At sixteen, he was given the opportunity to study piano at the Duke Ellington School of the Arts in Washington, D.C., but turned it down to instead focus on acting and singing. At age eighteen Wooley was awarded a full scholarship to the American Musical and Dramatic Academy (AMDA) in New York City, one of 21 scholarships granted in a nationwide competition. He studied at AMDA for a year before embarking on his own to pursue an acting career.

Wooley performed in the national tour of Purlie, after which, worked as a singing waiter on the Spirit of New York, a dinner cruise ship that circles Manhattan.

Career

Theatre 
In 1992, Wooley made his Broadway debut as an understudy (Big Moe) in the Clarke Peters' musical, Five Guys Named Moe. After Five Guys Named Moe he embarked on national tours with The Pointer Sisters in Ain't Misbehavin' and The Wiz with Stephanie Mills. He returned to Broadway in 2000 as Olin Britt in the Broadway revival of The Music Man, directed and choreographed by Susan Stroman.

He was also the voice of the man-eating plant, Audrey II, in the 2003 Broadway revival of the musical Little Shop of Horrors at the Virginia Theatre (renamed the August Wilson Theatre in 2005). Ben Brantley of the New York Times wrote Wooley had a "soulful bass voice" and Clive Barnes of the New York Post said Wooley as the "doom-struck voice of Audrey II" rounded out "one of the best casts on Broadway."

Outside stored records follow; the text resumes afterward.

PR #2157, opened 2024-04-23
[fix]ollama run in other port cannot connect

zynfly:
#### 💻 变更类型 | Change Type

- [ ] ✨ feat
- [x] 🐛 fix
- [ ] ♻️ refactor
- [ ] 💄 style
- [ ] 🔨 chore
- [ ] ⚡️ perf
- [ ] 📝 docs

ollama run in other port cannot connect

@[zynfly](https://github.com/lobehub/lobe-chat/commits?author=zynfly)
zynfly committed 1 minute ago

nothing.

### DIFF
--- a/src/services/ollama.ts
+++ b/src/services/ollama.ts
@@ -26,9 +26,7 @@ export class OllamaService {
 
   getHost = (): string => {
     const config = modelConfigSelectors.ollamaConfig(useGlobalStore.getState());
-
-    const url = new URL(config.endpoint || DEFAULT_BASE_URL);
-    return url.host;
+    return config.endpoint || DEFAULT_BASE_URL;
   };
 
   getOllamaClient = () => {


arvinxx:
ollama use host, so don't use endpoint directly

zynfly:
I looked at the source code of the ollama library, and the host should actually be the endpoint, because its port information comes from this parameter, otherwise it will only access the default port.

arvinxx:
@zynfly but what if the user  use with `127.0.0.1:11434/v1` ?

arvinxx:
@zynfly please try with the `0.149.0` and then check whether it works for you?

zynfly:
> @zynfly but what if the user  use with `127.0.0.1:11434/v1` ?

just http://127.0.0.1:11434

PR #2977, opened 2024-06-22
🐛 fix: create first-time user

phuctm97:
#### 💻 变更类型 | Change Type

- [ ] ✨ feat
- [x] 🐛 fix
- [ ] ♻️ refactor
- [ ] 💄 style
- [ ] 🔨 chore
- [ ] ⚡️ perf
- [ ] 📝 docs

For first-time user, automatically create a user in database. This handles issue where if Clerk webhook unexpected failed, the user won't be able to use the app at all.

The code is optimized so that creating user only ever runs once per user and only if Clerk webhook failed and the code path is the same for all existing users.

### DIFF
--- a/src/server/routers/lambda/user.ts
+++ b/src/server/routers/lambda/user.ts
@@ -1,8 +1,10 @@
+import { currentUser } from '@clerk/nextjs/server';
 import { z } from 'zod';
 
+import { enableClerk } from '@/const/auth';
 import { MessageModel } from '@/database/server/models/message';
 import { SessionModel } from '@/database/server/models/session';
-import { UserModel } from '@/database/server/models/user';
+import { UserModel, UserNotFoundError } from '@/database/server/models/user';
 import { authedProcedure, router } from '@/libs/trpc';
 import { UserInitializationState, UserPreference } from '@/types/user';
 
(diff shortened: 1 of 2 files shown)


src/server/routers/lambda/user.ts
```diff
@@ -14,7 +16,38 @@ const userProcedure = authedProcedure.use(async (opts) => {
...
+    // get or create first-time user
+    while (!state) {
+      try {
+        state = await ctx.userModel.getUserState(ctx.userId);
+      } catch (error) {
+        if (enableClerk && error instanceof UserNotFoundError) {
+          const user = await currentUser();
+          if (user) {
+            const email =
+              user.primaryEmailAddress ??
```
arvinxx, line 30: I think the clerkUser pick logical can be the same with the user creating webooks? 

https://github.com/lobehub/lobe-chat/blob/a1e8371bbe77a0d62876d1df70af24cfb7d44cc1/src/app/api/webhooks/clerk/route.ts#L30-L42

maybe we can add a method named `createUserByClerkUser(clerkUser:ClerkUser,otherParams)` in user model. Then we can just pass the clerkUser as a params

phuctm97: I tried but they're actually 2 different types (`User` vs. `UserJSON`) and are named differently (camelCase vs. snake_case). If we do this, we'll also need to convert Clerk `User` to `UserJSON` which is not better than converting it into `NewUser` directly in my opinion.

`@clerkjs/backend` has [built-in function to create an `User` instance from a `UserJSON`](https://github.com/clerk/javascript/blob/main/packages/backend/src/api/resources/User.ts) but unfortunately it's not exported yet, I created a feedback for them to export it, then we can use this function and merge the logic.

phuctm97: It will probably take a while for the Clerk team to react to the feedback, so ideally we merge this and update later when Clerk updates their SDKs.

arvinxx (approved):
LGTM, Thanks for you contribution~

PR #3105, opened 2024-07-01
🐛 fix: clerk appearance is not applied

phuctm97:
#### 💻 变更类型 | Change Type

- [ ] ✨ feat
- [x] 🐛 fix
- [ ] ♻️ refactor
- [ ] 💄 style
- [ ] 🔨 chore
- [ ] ⚡️ perf
- [ ] 📝 docs

When `useAppearance` returns different result during SSR vs. client-side (when theme mode is auto), the appearance is not applied. It's because Clerk internally re-applies SSR props after transition which overrides client-side props, see https://github.com/clerk/javascript/blob/main/packages/nextjs/src/app-router/client/ClerkProvider.tsx. This re-renders the provider after transition to make sure client-side props are always applied.


phuctm97:
> I think it's a good way to solve the issue that clerk provider introduce. But I wonder if there is any possible that Clerk solve this problem at their side? Or in another words, when can we remove these codes?

I reported this issue to them. Hopefully they'll fix it soon. The code only re-render the clerk provider once, it shouldn't a problem regardless imo.

arvinxx (approved):
It's fine as a fix at our side now. I hope we can remove this part if the Clerk side solve the issue.

PR #3135, opened 2024-07-03
🐛 fix: allow builtin tools to trigger AI message

phuctm97:
#### 💻 变更类型 | Change Type

- [ ] ✨ feat
- [x] 🐛 fix
- [ ] ♻️ refactor
- [ ] 💄 style
- [ ] 🔨 chore
- [ ] ⚡️ perf
- [ ] 📝 docs

This enables built in plugin to return truthy data in its execution to signal that an AI message should be triggered. It's a non-breaking change, all current plugins & tools work the same. In the future, if a built in tool wants to trigger an AI message, it can just return a truthy value.

Feel free to change this to a fix if you think that's better.

### DIFF
--- a/src/store/chat/slices/plugin/action.ts
+++ b/src/store/chat/slices/plugin/action.ts
@@ -110,7 +110,7 @@ export const chatPlugin: StateCreator<
 
     if (!content) return;
 
-    await action(id, content);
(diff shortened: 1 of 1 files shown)


arvinxx (approved):
LGTM, thanks!

PR #3301, opened 2024-07-24
💄 style: add new models to groq which are llama 3.1

kmfb:
#### 💻 变更类型 | Change Type

- [x] ✨ feat

feat: add new models to groq which are llama 3.1


src/config/modelProviders/groq.ts
```diff
@@ -3,6 +3,27 @@ import { ModelProviderCard } from '@/types/llm';
...
+    {
+      displayName: 'LLaMA3.1 8B',
+      enabled: true,
+      functionCall: true,
+      id: 'llama-3.1-8b-instant',
+      tokens: 131_072,
+    },
     {
       displayName: 'LLaMA3 70B',
       enabled: true,
```
RubuJam, line 29: If Llama 3.1 70B is enabled, then Llama 3 70B can be disabled by default, and this line can be deleted

src/config/modelProviders/groq.ts
```diff
@@ -3,6 +3,27 @@ import { ModelProviderCard } from '@/types/llm';
 // ref https://console.groq.com/docs/models
 const Groq: ModelProviderCard = {
   chatModels: [
+    {
+      displayName: 'LLaMA3.1 405B',
+      enabled: true,
```
RubuJam, line 8: Early API access to Llama 3.1 405B is currently only available to paying customers, So I think it can be disabled by default.

RubuJam: Early API access to Llama 3.1 405B is currently only available to paying customers, So I think it can be disabled by default.

src/config/modelProviders/groq.ts
```diff
@@ -3,6 +3,27 @@ import { ModelProviderCard } from '@/types/llm';
...
+      id: 'llama-3.1-70b-versatile',
+      tokens: 131_072,
+    },
+    {
+      displayName: 'LLaMA3.1 8B',
+      enabled: true,
+      functionCall: true,
+      id: 'llama-3.1-8b-instant',
+      tokens: 131_072,
+    },
```
RubuJam: Since these models are in Preview state, it is recommended to add `Preview` to their `displayName`.

src/config/modelProviders/groq.ts
```diff
@@ -3,6 +3,27 @@ import { ModelProviderCard } from '@/types/llm';
 // ref https://console.groq.com/docs/models
 const Groq: ModelProviderCard = {
   chatModels: [
+    {
+      displayName: 'LLaMA3.1 405B',
+      enabled: true,
+      functionCall: true,
+      id: 'llama-3.1-405b-reasoning',
+      tokens: 131_072,
```
RubuJam: During the preview release, all 3.1 models had max_tokens of 8k, and 405b had 16k input tokens. So I think the `tokens` of these models also need to be modified.

PR #3872, opened 2024-09-10
🐛 fix: fix tools calling in some edge cases

arvinxx:
#### 💻 变更类型 | Change Type

- [ ] ✨ feat
- [x] 🐛 fix
- [ ] ♻️ refactor
- [ ] 💄 style
- [ ] 👷 build
- [ ] ⚡️ perf
- [ ] 📝 docs
- [ ] 🔨 chore


abix5:
image

This causes the problem that the response is not displayed even though it is present in the eventstream.

I think it's worth rolling back this change.

arvinxx:
@abix5 I think you can try the latest version.

abix5:
> @abix5 I think you can try the latest version. #3883

I checked on the latest version, the bug persists

v1.15.31 works great

PR #4148, opened 2024-09-26
✨ feat: allow commercial license to customize inbox assistant

khanhduyvt0101:
#### 💻 变更类型 | Change Type

- [x] ✨ feat
- [ ] 🐛 fix
- [ ] ♻️ refactor
- [ ] 💄 style
- [ ] 👷 build
- [ ] ⚡️ perf
- [ ] 📝 docs
- [ ] 🔨 chore

Commercial license dev can set feature flag `commercial_inbox = true` to enable customizing the default inbox assistant. The customization is done through a dedicated locale file `custom.ts` to avoid conflict from other updates.


arvinxx:
@khanhduyvt0101 hi, could you please seperate a PR just for the code format & lint fix? I think this PR should focus on the customize~

khanhduyvt0101:
@arvinxx , Please consider and merge this PR man

arvinxx:
@khanhduyvt0101 yeah, I think this idea is great. I'm reviewing the code now

src/store/session/slices/session/selectors/meta.ts
arvinxx, line 1: need a test here for title and description

src/app/(main)/chat/@session/features/SessionListContent/Inbox/index.tsx
```diff
@@ -5,21 +5,24 @@ import { useTranslation } from 'react-i18next';
...
 import { useSwitchSession } from '../useSwitchSession';
 
 const Inbox = memo(() => {
-  const { t } = useTranslation('chat');
+  const { t } = useTranslation(['chat', 'custom']);
   const mobile = useServerConfigStore((s) => s.isMobile);
   const activeId = useSessionStore((s) => s.activeId);
   const switchSession = useSwitchSession();
-
+  const { enableCommercialInbox } = useServerConfigStore(featureFlagsSelectors);
```
arvinxx: as there a multi-time repeat the inboxDisplayTitle, I think it's better to create a hook for InboxMeta, like 

```ts
const { title, desc, avatar }= useInboxAgentMeta();
```

and also need to create a UT for this hooks

arvinxx (changes requested):

khanhduyvt0101:
I updated the code, please consider and merge it @arvinxx

khanhduyvt0101:
Just updated based on your review @arvinxx

src/config/featureFlags/schema.ts
arvinxx, line 1: `commercial_inbox` -> `commercial_custom_inbox_assistant`

src/const/guide.ts
arvinxx, line 1: If I just want inbox prompt to be empty, how to deal with it?

arvinxx (commented):
the `custom` locale may not be a good pattern. Because most users don't need this file but it will be bundled to all users. Need to discuss a better way to handle it

khanhduyvt0101:
> the `custom` locale may not be a good pattern. Because most users don't need this file but it will be bundled to all users. Need to discuss a better way to handle it

Hi @arvinxx , if we don't use the locales, we cannot automatically generate multiple languages. Do you have any suggestions?

khanhduyvt0101:
> the `custom` locale may not be a good pattern. Because most users don't need this file but it will be bundled to all users. Need to discuss a better way to handle it

Hi @arvinxx, I updated the code base based on your feedback. The custom locales only generate when `isCustomBranding=true`

khanhduyvt0101:
Hi @arvinxx , Could you please help me re-consider this PR?

PR #4164, opened 2024-09-27
🐛 fix: allow commercial license to customize welcome screen

khanhduyvt0101:
#### 💻 变更类型 | Change Type

- [ ] ✨ feat
- [x] 🐛 fix
- [ ] ♻️ refactor
- [ ] 💄 style
- [ ] 👷 build
- [ ] ⚡️ perf
- [ ] 📝 docs
- [ ] 🔨 chore

Make it easy for commercial license to customize welcome screen by updating content in `custom` locale file.


arvinxx:
I don't think it's a good idea to support customize welcome screen with another custom locale. It will make default users's bundle larger. I think we need another way to do it

PR #4194, opened 2024-09-28
Update netlify.toml

dupl:
#### 💻 变更类型 | Change Type

- [ ] ✨ feat
- [x] 🐛 fix
- [ ] ♻️ refactor
- [ ] 💄 style
- [x] 👷 build
- [ ] ⚡️ perf
- [ ] 📝 docs
- [ ] 🔨 chore


arvinxx:
is 4096 work for you now?

dupl:
> is 4096 work for you now?

yes, easier for successful deployment than 8192(8192 always failed)

sxjeru:
According to the [documentation](https://nodejs.org/api/cli.html#--max-old-space-sizesize-in-mib), it is known that Netlify has a build time memory limit of 8GB, maybe it would be better to set it to 6144.

dupl:
> According to the [documentation](https://nodejs.org/api/cli.html#--max-old-space-sizesize-in-mib), it is known that Netlify has building memory limit of 8GB, maybe it would be better to set it to 6144.

idk, but 4096 work for me.🤗

dupl:
> is 4096 work for you now?

4096 work for me, but 8192 is always failed to build.

PR #4225, opened 2024-09-30
✨ feat: add HuggingFace Model Provider

arvinxx:
#### 💻 变更类型 | Change Type

- [x] ✨ feat
- [ ] 🐛 fix
- [ ] ♻️ refactor
- [ ] 💄 style
- [ ] 👷 build
- [ ] ⚡️ perf
- [ ] 📝 docs
- [ ] 🔨 chore


daiaji:
It appears that adding `"X-use-cache": "false"` to the request header is necessary, as mentioned in [this issue](https://github.com/huggingface/huggingface_hub/issues/2081#issuecomment-2160896578). Otherwise, when regenerating an Assistant's response, the Hugging Face Inference API's cache will be triggered, preventing the content from being correctly regenerated.

PR #4252, opened 2024-10-03
👷 build: Simplify custom builds for NEXT_PUBLIC vars

stone-w4tch3r:
#### 💻 变更类型 | Change Type

- [x] ✨ feat
- [ ] 🐛 fix
- [ ] ♻️ refactor
- [ ] 💄 style
- [x] 👷 build
- [ ] ⚡️ perf
- [x] 📝 docs
- [ ] 🔨 chore

For ease of customizing NEXT_PUBLIC variables we can use build args. This can be combined with a dedicated github action. Documentation explains how to setup and use it.


arvinxx (changes requested):
It's a good idea to show an instruction to custom the `NEXT_PUBLIC` env. But I don't think we need to provide a built-in workflow. Conside adding this yml as a document, not just in the workflows folder. 

BTW, any file changes in workflow will lead all repo forks stop auto-sync. The fork repo owners need to re sync again.

stone-w4tch3r:
@arvinxx I moved workflow to documentation

arvinxx (commented):
@hezhijie0327 can you help to check the ARG is OK for these two dockerfile?

hezhijie0327:
@stone-w4tch3r this ARG is not used in build stage, need remove

https://github.com/lobehub/lobe-chat/blob/4621af776938d994062a294f3072e367f01086e8/Dockerfile.database#L45
https://github.com/lobehub/lobe-chat/blob/4621af776938d994062a294f3072e367f01086e8/Dockerfile.database#L170

stone-w4tch3r:
@arvinxx removed

arvinxx (approved):
LGTM now, Thanks for your contribution!

PR #4368, opened 2024-10-14
:memo: docs(self-hosting): Add deployment link for Alibaba Cloud international site

LYH-RAIN:
:memo: docs(self hosting): Add deployment link for Alibaba Cloud international site
"We discussed last time (https://github.com/lobehub/lobe-chat/pull/4309) how to identify domestic and international users in the English deployment links, and now I have the exact answer.

deployment link : https://computenest.console.aliyun.com/service/instance/create/default?type=user&ServiceName=LobeChat%E7%A4%BE%E5%8C%BA%E7%89%88

Two prerequisites:

A browser can only log in to one account at a time, and the system will automatically switch between the domestic and international sites based on the account.
If the user is not logged in, the system will determine the appropriate login interface based on the user's last logged-in account.
This means that when a domestic user accesses our deployment link, the system automatically recognizes that the account is domestic, leading to the domestic login interface. 
image

Conversely, when an international user accesses our deployment link, the system automatically recognizes the account as international, directing them to the international deployment link."
image

The two images above correspond to the domestic and international test accounts. You can identify from the callback URL in the images that I accessed it through a single deployment link, so there's no need to worry about the login issues for international users.

### DIFF
--- a/README.md
+++ b/README.md
@@ -439,15 +439,15 @@ Beside these features, LobeChat also have much better basic technique undergroun
 
 ## 🛳 Self Hosting
 
-LobeChat provides Self-Hosted Version with Vercel and [Docker Image][docker-release-link]. This allows you to deploy your own chatbot within a few minutes without any prior knowledge.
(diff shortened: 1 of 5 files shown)


arvinxx (approved):
LGTM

With conductor, Skitch Henderson, Wooley made his Carnegie Hall debut with the New York Pops as one of the "New Faces of 2004," along with other Broadway notables such as John Tartaglia and Stephanie D'Abruzzo, the stars of the Broadway's Avenue Q. The event was hosted by New York Post gossip columnist Liz Smith.

Film 
Wooley was the voice of Louis the jazz trumpet-playing alligator, in Disney's The Princess and the Frog; and Tiny Joe Dixon in the 2006 motion picture, Dreamgirls, singing "Takin' The Long Way Home" on the film's soundtrack. He also played Cocoa Butter in the Netflix Original series AJ and the Queen.

Voice work
Wooley's voice has been heard in many television ad campaigns for Reebok, General Motors, McDonald's, Dairy Queen, K-Mart, Oxygen Network and others. He was the voice of the demon boss, Twayne Boneraper, on Comedy Central's Ugly Americans. He made numerous guest appearances on Cosby, Law & Order: Special Victims Unit, The Knights of Prosperity, Now & Again, Rescue Me and The Rosie O'Donnell Show. He was a guest singer on The Penguins of Madagascar in "The Falcon and the Snow Job" and voiced the DC Comics villains Darkseid and Kalibak on the animated series, Batman: The Brave and the Bold.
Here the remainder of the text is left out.